▸ **Exercise details**
Show only those lines of the entries where the string "request" is found.

▸ **Records provided**

PR #2212, opened 2025-03-13
enh: inject datacite metadata as schema.org for dataset search

### LINKED ISSUE #752: Better indexing for search engines
At present the web ui is not well indexed by google. i've submitted a request. other options are:
1. to prerender:  i can enable prerendering on netlify or we can run this https://prerender.io/ for more custom capability
2. submit a sitemap separately. i'm thinking of generating this automatically using the datalad job for dandiarchive.org
 
also we need to inject the dandiset metadata into the html of the dandiset landing page so that google dataset search can pick it up.

satra:
This adds a little snippet to inject datacite metadata in schema.org for google dataset search.

closes #752


satra:
@mvandenburgh - in the sandbox environment, i’d like to use a different prefix for doi (`https://handle.stage.datacite.org/`) but should use the normal resolver in production (`https://doi.org/). where should i configure this prefix? this would be in the ui for now as the metadata doesn’t store the full url.

satra:
trying a check, but i would like to not use the hardcoded ui url so that this can be used in other sandboxes too.

mvandenburgh:
@satra I pushed some changes to move the DOI server into an env var + some other fixes. It works locally for me, but let's see if it works on the deploy preview.

web/src/views/DandisetLandingView/DandisetMain.vue
```diff
@@ -399,6 +400,17 @@ export default defineComponent({
       navigator.clipboard.writeText(value === 'dandiID' ? version : `https://doi.org/${meta.value?.doi}`);
     }
 
+    watchEffect(async () => {
```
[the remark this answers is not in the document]
mvandenburgh: The `watchEffect` callback will run whenever a reactive dependency changes (https://vuejs.org/guide/essentials/watchers.html#watcheffect). In this case, the only reactive dependency is `meta` (i.e., the currently displayed dandiset's metadata). So whenever the dandiset changes, it will send a new request to the DOI server.

satra:
i filed a bug about the handle server here: https://github.com/datacite/datacite/issues/2311 (i went and registered one of the test dois)

is there a way to try the ui also with the production server? i.e. could we have both previews?

web/netlify.toml
```diff
@@ -9,6 +9,7 @@ NODE_VERSION = "20"
 VITE_APP_OAUTH_API_ROOT = "https://api-staging.dandiarchive.org/oauth/"
 VITE_APP_OAUTH_CLIENT_ID = "Dk0zosgt1GAAKfN8LT4STJmLJXwMDPbYWYzfNtAl"
 VITE_APP_DANDI_API_ROOT = "https://api-staging.dandiarchive.org/api/"
+VITE_APP_DOI_SERVER = "https://handle.stage.datacite.org/"
```
yarikoptic, line 12: FTR note to myself: somehow Findable DOIs gather this URL for them on test fabric, e.g. here is Findable and draft to compare:

image

satra: yes either registered or findable will generate that handle, but right now the handle doesn't do what the doi version does.

web/src/views/DandisetLandingView/DandisetMain.vue
```diff
@@ -399,6 +400,17 @@ export default defineComponent({
...
+      // Inject datacite metadata into the page
+      if (meta.value?.doi) {
```
waxlamp, line 405: @mvandenburgh this seems to currently typecheck due to a catchall clause in the [definition of `DandisetMetadata`](https://github.com/dandi/dandi-archive/blob/c42f6201fabf7cf28a84b1eb52a259d080f90fab/web/src/types/schema.ts#L469). Would it be a good idea to make the `doi` field explicit there?

mvandenburgh: That type is automatically generated from the schema, see https://github.com/dandi/dandi-archive/blob/c42f6201fabf7cf28a84b1eb52a259d080f90fab/web/src/types/schema.ts#L3

waxlamp: Oh yeah, thanks for the reminder.

satra:
@mvandenburgh - a ping on this question?

> is there a way to try the ui also with the production server? i.e. could we have both previews?

given that their handle server doesn't seem to work currently, can i check the production site dandisets?

mvandenburgh:
> @mvandenburgh - a ping on this question?
> 
> > is there a way to try the ui also with the production server? i.e. could we have both previews?
> 
> given that their handle server doesn't seem to work currently, can i check the production site dandisets?

Unfortunately there is not. I copied a production DOI into a published staging dandiset, and temporarily pointed the deploy previews at the production DOI server, so you can test it now with https://deploy-preview-2212--gui-staging-dandiarchive-org.netlify.app/dandiset/216420?pos=1.

mvandenburgh:
Looks like we need to `JSON.stringify` the metadata object before writing it to a `script` tag.
Screenshot from 2025-03-18 09-52-03

satra:
at the moment it looks like our robot resolver (#2200) has not been quite resolved.  

https://search.google.com/test/rich-results/result?id=V_7BwHRu6j9AmjazGLaQuQ

but the deploy preview is generating the correct script tag now (thanks @mvandenburgh )

waxlamp:
Marked this as draft so we don't accidentally merge before reverting 5b876e6.

satra:
@waxlamp - to test the above bits out, we will also need to adjust the robots.txt on netlify.app in case it's different. it still says `Disallow: /` instead of `Allow: /`, which #2200 addressed. perhaps when deploying via netlify the same robots.txt as the ui endpoints can be used.

satra:
thanks @waxlamp - looks like we need more changes

image

don't know where the `X-Robots-Tag` is coming from.

waxlamp:
It seems that Netlify forces that header [deploy previews](https://answers.netlify.com/t/override-x-robots-tag-noindex-header-in-deploy-preview/38980/5), but not for [branch deploys](https://answers.netlify.com/t/override-x-robots-tag-noindex-header-in-deploy-preview/38980/8) so maybe we can use that to test this out.

I'm busy for a bit but will come back to try this out when I'm free.

waxlamp:
@satra, that seems to have worked: https://search.google.com/test/rich-results/result?id=aKGA18JvNMc_HEJiYtU5Rw

satra:
i think we should revert the special case for staging and merge this in and start monitoring if it starts showing up in google dataset search.

web/public/robots.txt
```diff
@@ -1,2 +1,2 @@
 User-agent: *
-Disallow: /
+Allow: /
```
yarikoptic, line 2: FWIW -- this we already permitted in 
- https://github.com/dandi/dandi-archive/pull/2200

which was released 3 days ago.

web/src/views/DandisetLandingView/DandisetMain.vue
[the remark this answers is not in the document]
yarikoptic: that is per each client server, not server side, correct?

shouldn't this ideally be done/cached on backend since otherwise every our visitor (and robot?) would start bombarding those services potentially on the same DOIs, right?

web/public/robots.txt
satra: updated to main

web/src/views/DandisetLandingView/DandisetMain.vue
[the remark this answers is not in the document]
satra: that would be nice, but not a necessity for this. potentially could be enabled with server-side rendering in netlify, or if we generated the schema.org structure, but let's leave that as a future optimization, perhaps after we have minted dois for all dandisets.

web/public/robots.txt
waxlamp: @yarikoptic, I'm aware but "redoing" that small change here was easier than rebasing on master or merging it into this branch--it will not cause any problems when this is merged to master.

mvandenburgh (approved):

satra:
@waxlamp - feel free to merge this if it all looks good and any adjustments if we want to release this. this doesn't make much sense on staging to test given datacite's limitations.

waxlamp (approved):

▸ **Result for this task**
At present the web ui is not well indexed by google. i've submitted a request. other options are:
mvandenburgh: The `watchEffect` callback will run whenever a reactive dependency changes (https://vuejs.org/guide/essentials/watchers.html#watcheffect). In this case, the only reactive dependency is `meta` (i.e., the currently displayed dandiset's metadata). So whenever the dandiset changes, it will send a new request to the DOI server.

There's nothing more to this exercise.